Beyond story and character, I enjoyed the inventive blocking of shots that sprung from constantly showing clerks doing non-work activities (reading the paper, playing cards, etc.) at their post.
Side rant: is it so bad if employees play games and read at their jobs? Why the insistence of keeping a “ready” posture even when there’s nothing to do? It reminds me of working at a restaurant where we were often empty (it was terribly run) and I liked to read while waiting for customers. Even though I never failed to dutifully bus tables for whoever came in, there was always at least one narc coworker who complained. It didn’t help that I made the reading extra cozy by helping myself to hot apple cider, but the point stands.
What would I want to keep for our slacker film? What do I want to leave behind or improve?

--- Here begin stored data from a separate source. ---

PR #1692, opened 2026-02-17
[fix]: skip piercer injection for chrome-extension:// and non-HTML targets

shrey150:
## Summary

Navigating to a PDF URL crashes Chrome's built-in PDF viewer because the piercer script gets injected into the PDF viewer's `chrome-extension://` target.

The fix adds an `isNonWebTarget()` predicate (alongside existing `isTopLevelPage()`) that uses an **allowlist** — only `"page"` and `"iframe"` targets receive piercer injection. All other target types (workers, background pages, browser, webviews, worklets, etc.) are resumed but skipped. Additionally, `chrome-extension://` and `chrome://` URLs are always skipped even if the type is `"page"`, since Chrome's PDF viewer reports as `type: "page"` with a `chrome-extension://` URL.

The main thing I love about these films is the introspection around what the “low status” label means and the inner torment it causes (I especially liked that CIII involves elder slackers reflecting on their life). I’m definitely of the philosophical navel-gazing bent, so I wouldn’t be surprised if our slacker film has a similar element.

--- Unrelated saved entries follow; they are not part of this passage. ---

PR #1689, opened 2026-02-16
Upgrade AI SDK and its providers

dylnslck:
# why

Updates the `ai` SDK and all of its providers to the latest versions. This fixes #1645.

# what changed

- **Dependencies**: Upgraded `ai` from ^5.0.133 to ^6.0.0, `@ai-sdk/provider` from ^2.0.0 to ^3.0.0, and all optional AI provider packages (anthropic, openai, google, etc.) to their v3/v4 counterparts.

- **Language model migration**: Migrated from `LanguageModelV2` to `LanguageModelV3` across AISdkClient, LLMClient, and related typings.

- **API changes**: Replaced deprecated `generateObject` / `streamObject` with `generateText` / `streamText` using `Output.object({ schema })`. Added `objectShims.ts` to preserve the `{ object }` and `partialObjectStream` shapes for callers.

- **Tool integration**: Updated all agent tools (click, type, scroll, dragAndDrop, fillFormVision, screenshot, ariaTree, wait) to use the new tool result shape: `toModelOutput` callbacks now receive `{ output }` instead of `result`.

- **Message types**: Switched from `CoreSystemMessage`, `CoreUserMessage`, and `CoreAssistantMessage` to `ModelMessage`.

- **Flow logger**: Added `specificationVersion: "v3"` to the LLM logging middleware.

- **Usage handling**: Updated usage token access for the new structure (`outputTokenDetails?.reasoningTokens`, `inputTokenDetails?.cacheReadTokens`, etc.).

# backwards compatibility

LLMClient keeps the old `generateObject` and `streamObject` API surface. `objectShims.ts` implements these by wrapping `generateText` / `streamText` with `Output.object({ schema })` and mapping the results:
- `generateObjectShim` returns `{ object, ...rest }` (instead of `{ output }`) so callers that destructure `{ object }` still work
- `streamObjectShim` exposes `partialObjectStream` as an alias for `partialOutputStream`

No changes required for code that uses `llmClient.generateObject()` or `llmClient.streamObject()`.

# test plan

- [x] `pnpm install` and `pnpm build` succeed
- [x] `pnpm test` passes (unit/vitest tests)
- [ ] `pnpm e2e:local` or `pnpm e2e` passes to verify agent flows with the upgraded SDK
- [ ] Verified that AISdkClient accepts `LanguageModelV3` models from current provider packages (e.g. `@ai-sdk/openai` ^3.x) without TypeScript errors

---
## Summary by cubic
[...]

PR #1694, opened 2026-02-18
Upgrade AI SDK v5 → v6 with usage null safety fixes

shrey150:
## Summary

- Upgrades `ai` from ^5.0.133 to ^6.0.0, `@ai-sdk/provider` from ^2.0.0 to ^3.0.0, and all optional AI provider packages to their latest major versions.
- Migrates from `LanguageModelV2` to `LanguageModelV3`, `CoreSystemMessage`/`CoreUserMessage`/`CoreAssistantMessage` to `ModelMessage`, and `experimental_generateImage` to `generateImage`.
- Replaces deprecated `generateObject`/`streamObject` with `generateText`/`streamText` + `Output.object()`, with backwards-compatible shims (`objectShims.ts`) to preserve the existing `LLMClient` API surface.
- Updates all agent tool `toModelOutput` callbacks from `(result)` to `({ output })` to match the v6 tool result shape.
- Adds `specificationVersion: "v3"` to LLM logging middleware.
- **Fixes missing optional chaining and deprecated fallbacks** on `outputTokenDetails` and `inputTokenDetails` access in both `aisdk.ts` and `AISdkClientWrapped.ts`, making token usage handling consistent across generateObject and generateText code paths.
- Renames `u` → `usage` variable in generateText IIFE for consistency with the rest of the codebase.
- Updates stale `LanguageModelV2` comment in test file.

Based on #1689 by @dylnslck — thank you for the original upgrade work!

## Test plan

- [x] `pnpm install` and `pnpm build` succeed
- [x] TypeScript typechecks pass (`tsc --noEmit`)
- [x] `pnpm e2e:local` passes — 326 passed, 2 skipped, 0 failures
- [x] Verify AISdkClient accepts `LanguageModelV3` models from current provider packages without TypeScript errors

## Breaking changes for external users

- `AISdkClient` constructor now requires `LanguageModelV3` instead of `LanguageModelV2`. Users must upgrade their `@ai-sdk/*` provider packages to v3+.


shrey150:
@greptileai

packages/core/lib/v3/flowLogger.ts
```diff
@@ -1117,8 +1117,8 @@ export class SessionFileLogger {
             model: modelId,
             operation: "generateText",
             output: outputPreview || "[empty]",
-            inputTokens: result.usage?.inputTokens,
-            outputTokens: result.usage?.outputTokens,
+            inputTokens: result.usage.inputTokens.total,
+            outputTokens: result.usage.outputTokens.total,
```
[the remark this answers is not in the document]
shrey150: incorrect

shrey150:
@greptileai

packages/core/lib/v3/flowLogger.ts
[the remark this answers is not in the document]
shrey150: Investigated this thoroughly — the original `.inputTokens.total` is actually **correct** for this context, but we added a defensive guard for edge cases.

**Why `.total` is correct here:** This code runs inside `wrapGenerate` middleware (not the public `generateText` API). The AI SDK has two different usage shapes:

- **Middleware layer** (`LanguageModelV3GenerateResult.usage`): `inputTokens` is `{ total, noCache, cacheRead, cacheWrite }` — nested object
- **Public API** (`generateText` result): `inputTokens` is a flat `number`

The `@ai-sdk/openai@3.x` provider (v3 spec) transforms raw API responses into the v3 nested format *before* the middleware sees them. Then `asLanguageModelUsage()` flattens it to the public API shape *after* middleware. So `.inputTokens.total` is the right access pattern in middleware.

**Why Greptile was confused:** It saw flat `number` access in `aisdk.ts` (which operates at the public API layer) and assumed the same shape in `flowLogger.ts` (middleware layer).

**What we did anyway:** Added a `typeof` guard ([79688264](https://github.com/browserbase/stagehand/commit/79688264)) because `wrapLanguageModel` doesn't auto-adapt v2 provider results to v3 format. If a user passes a custom `llmClient` with an older v2-spec AI SDK model, the middleware would see flat numbers and `.total` would silently return `undefined`. The guard handles both shapes:

```ts
inputTokens:
  typeof result.usage.inputTokens === "number"
    ? result.usage.inputTokens
    : result.usage.inputTokens.total,
```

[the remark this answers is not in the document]
shrey150: See detailed analysis in the thread above — the original `.total` access is correct for the middleware context. Added a defensive `typeof` guard in ac2666f5 to also handle v2-spec models.

shrey150:
@greptileai

packages/core/lib/v3/flowLogger.ts
```diff
@@ -1117,8 +1117,14 @@ export class SessionFileLogger {
...
-            inputTokens: result.usage?.inputTokens,
-            outputTokens: result.usage?.outputTokens,
+            inputTokens:
+              typeof result.usage.inputTokens === "number"
+                ? result.usage.inputTokens
+                : (result.usage.inputTokens?.total ?? 0),
+            outputTokens:
+              typeof result.usage.outputTokens === "number"
+                ? result.usage.outputTokens
+                : (result.usage.outputTokens?.total ?? 0),
```
pirate: why would these be empty? does aisdk use different fields now?

maybe better to just do

```suggestion
            usage: result.usage,
```

packages/evals/lib/AISdkClientWrapped.ts
```diff
@@ -214,14 +212,21 @@ You must respond in JSON format. respond WITH JSON. Do not include any other tex
         throw err;
       }
 
+      const usage = objectResponse.usage;
       const result = {
-        data: objectResponse.object,
+        data: objectResponse.output,
         usage: {
```
pirate, line 218:
```suggestion
        usage: {
            ...usage,
```

can we just return the whole obj that aisdk returns as well so users can use fields they might see in aisdk docs

packages/evals/lib/AISdkClientWrapped.ts
```diff
@@ -304,13 +309,22 @@ You must respond in JSON format. respond WITH JSON. Do not include any other tex
...
-        prompt_tokens: textResponse.usage.inputTokens ?? 0,
-        completion_tokens: textResponse.usage.outputTokens ?? 0,
-        reasoning_tokens: textResponse.usage.reasoningTokens ?? 0,
-        cached_input_tokens: textResponse.usage.cachedInputTokens ?? 0,
-        total_tokens: textResponse.usage.totalTokens ?? 0,
-      },
+      usage: (() => {
+        const usage = textResponse.usage;
+        return {
+          prompt_tokens: usage.inputTokens ?? 0,
```
pirate, line 317:
```suggestion
        const usage = textResponse.usage;
        return {
          ...usage,
          prompt_tokens: usage.inputTokens ?? 0,
```
ditto here

pirate (approved):

packages/core/lib/v3/flowLogger.ts
```diff
@@ -1117,8 +1117,8 @@ export class SessionFileLogger {
             model: modelId,
             operation: "generateText",
             output: outputPreview || "[empty]",
-            inputTokens: result.usage?.inputTokens,
-            outputTokens: result.usage?.outputTokens,
+            inputTokens: result.usage.inputTokens.total ?? 0,
+            outputTokens: result.usage.outputTokens.total ?? 0,
```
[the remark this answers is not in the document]
shrey150: False positive

pirate (approved):

packages/core/lib/v3/external_clients/aisdk.ts
```diff
@@ -82,20 +79,29 @@ export class AISdkClient extends LLMClient {
     );
```
tkattkat, line 79: nit: we can continue using the specific types for each of the types of messages rather than the union

seems they get imported as this now -   
SystemModelMessage,
UserModelMessage,
AssistantModelMessage,

packages/core/lib/v3/external_clients/aisdk.ts
```diff
@@ -115,14 +121,21 @@ export class AISdkClient extends LLMClient {
...
-        total_tokens: response.usage.totalTokens ?? 0,
+        prompt_tokens: usage.inputTokens ?? 0,
+        completion_tokens: usage.outputTokens ?? 0,
+        reasoning_tokens:
+          usage.outputTokenDetails?.reasoningTokens ??
+          usage.reasoningTokens ??
+          0,
+        cached_input_tokens:
+          usage.inputTokenDetails?.cacheReadTokens ??
+          usage.cachedInputTokens ??
```
tkattkat, line 136: It seems these fallbacks are deprecated usage.reasoningTokens,  usage.cachedInputTokens . we probably do not need the fallback to reading from them when we check new version already

packages/core/lib/v3/handlers/v3AgentHandler.ts
```diff
@@ -553,8 +557,14 @@ export class V3AgentHandler {
...
-            reasoning_tokens: result.totalUsage.reasoningTokens || 0,
-            cached_input_tokens: result.totalUsage.cachedInputTokens || 0,
+            reasoning_tokens:
+              result.totalUsage.outputTokenDetails?.reasoningTokens ??
+              result.totalUsage.reasoningTokens ??
+              0,
+            cached_input_tokens:
+              result.totalUsage.inputTokenDetails?.cacheReadTokens ??
+              result.totalUsage.cachedInputTokens ??
+              0,
```
tkattkat, line 567: same for the fallbacks here

packages/core/lib/v3/flowLogger.ts
```diff
@@ -1006,17 +1006,17 @@ export class SessionFileLogger {
...
     // No-op middleware when logging is disabled
     if (!CONFIG_DIR) {
       return {
+        specificationVersion: "v3" as const,
         wrapGenerate: async ({ doGenerate }) => doGenerate(),
       };
     }
 
     return {
+      specificationVersion: "v3" as const,
```
tkattkat, line 1019: casting to const is unnecessary in both cases

packages/evals/lib/AISdkClientWrapped.ts
```diff
@@ -1,17 +1,15 @@
...
-  CoreUserMessage,
   ImagePart,
   NoObjectGeneratedError,
+  Output,
   TextPart,
   ToolSet,
   Tool,
 } from "ai";
 import * as ai from "ai";
 import { wrapAISDK } from "braintrust";
```
tkattkat, line 11: Have we confirmed this works with evals CLI. I know between v4 and v5 braintrust changed the way its ai sdk integration works. Unsure if they changed anything for v6 that would cause issues though

packages/evals/lib/AISdkClientWrapped.ts
```diff
@@ -117,7 +115,7 @@ export class AISdkClientWrapped extends LLMClient {
               type: "text" as const,
               text: part.type === "image" ? "[Image]" : part.text,
             }));
-            const assistantMessage: CoreAssistantMessage = {
+            const assistantMessage: ModelMessage = {
               role: "assistant",
               content: textOnlyParts,
             };
```
tkattkat, line 121: nit use types specific to user, system, and assistant message rather than the union

packages/core/lib/v3/external_clients/aisdk.ts
pirate: could someone pass in an older client object when using a custom client?

packages/core/lib/v3/llm/objectShims.ts
```diff
@@ -0,0 +1,118 @@
+/**
+ * Thin shims that wrap generateText and streamText with Output.object({ schema })
+ * as the replacement for deprecated generateObject and streamObject from the AI SDK.
+ * Callers must supply a schema; it is passed through to Output.object() for structured output.
+ */
+
```
tkattkat, line 6: Instead of the shim I would just recommend leaving generateObject as is. It is deprecated so it can still be used, and is currently not used in our package itself. When we eventually move to a version that does not have it, we can likely just tell people we no longer support it and point them to newer methods

tkattkat (changes requested):

packages/core/lib/v3/external_clients/aisdk.ts
tkattkat: I do not think so since its scoped to v3 providers. old ones would be v2

seanmcguire12 (changes requested):
this is breaking for users passing in tools to agent, & also people passing in custom aisdk clients. 

our options are:
1. figure out a way to make this backward compatible
2. hold off on this migration until the next major release

I would rather us hold off until the next major given the complexity & branching logic to required to support both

Slacker conventions aside, there is a ton to draw from Clerks as a master case in low-budget film techniques:
The economical writing where, like a master short story author, Kevin Smith leaves the biggest events (Dante’s romantic entanglements, Becky’s death) in the backstory while still using them to impact the movie’s structure and rhythm. This, in turns, allows for…
The skillful use of one or two locations. Kevin Smith puts on a clinic for how to give a single location multiple inventive visual treatments to keep things fresh and interesting.
Great dialogue and a wealth of hilarious one-liners carrying the film. Great writing doesn’t cost much.
I’d love to discard the trilogy’s hedging on its support for slackers. What if Clerks had fully embraced being a clerk (not an owner, not a clerk-filmmaker hybrid) as acceptable? What if Randall and Dante had come to sincerely, unabashedly enjoy their lives? Why couldn’t that be OK?
If we’re gonna bother creating a new slacker archetype, I don’t want to then apologize for it by having them find “respectability” as framed by work-humpers. That’s my main pushback against an otherwise excellent entry in the genre’s canon.